The Riemann Hypothesis: Zeta Zeros in McKay Spectral Geometry on S³/2I

Working document mapping the connection between Mode Identity Theory's anti-periodic boundary condition ψ (y + L) = −ψ (y) and the Riemann zeta function through the spectral geometry of the Poincaré homology sphere S³/2I. The first-order Dirac operator on S¹ with this boundary condition produces odd-integer eigenvalues whose Dirichlet series equals (1 − 2^−s) ζ (s) ; inside the critical strip, the spectral zeros are the zeta zeros. This is identity, not analogy. On S³/2I, the McKay decomposition of SU (2) representations restricted to the binary icosahedral group 2I produces 9 sub-series with Coxeter periodicity h (E₈) = 30, decomposing into Dirichlet L-functions. All 9 associated Artin L-functions are verified automorphic.
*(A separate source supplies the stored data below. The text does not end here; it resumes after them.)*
PR #9411, opened 2022-03-03
Partial update to Swift dashboard

ryanwilson:
Reviewed some async/await APIs, removed ABTesting since it's not a public API.

Will improve text formatting when auditing the rest.

#no-changelog


ryanwilson:
@paulb777 also curious about what you think moving to a `?` for things we haven't investigated yet, and keep the `X` for something we know doesn't work yet or is missing.

paulb777:
Good idea to remove the ABT column. I like the idea of ? for uninvestigated/unknown

ryanwilson:
Also moved from `n/a` to `√` for async/await APIs for products that don't have async methods for simplicity, but happy to revert. I did an audit of all the libs quickly and didn't realize that was the convention and didn't want to go back to see if there were actually async/await APIs or just no async APIs.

The analytic torsion ratio between the two Galois-conjugate vacua is computed exactly: T² (3a) /T² (3b) = φ^−4, where φ is the golden ratio, connecting to the Legendre symbol L-value via −4 log φ = −2√5 L (1, χ₂). Completed phases (McKay multiplicities, L-function decomposition, Artin factorization, torsion ratio) and the precise open gap are reported: construction of a self-adjoint operator whose eigenvalues are L-function zeros rather than multiplicities. The manifold and McKay infrastructure are shared with the companion Spectrum project on particle mass generation; the two programs address different readings of the same spectral geometry. No proof of RH is claimed. Verified computations, candidate attack paths with success criteria, and the exact obstruction are specified.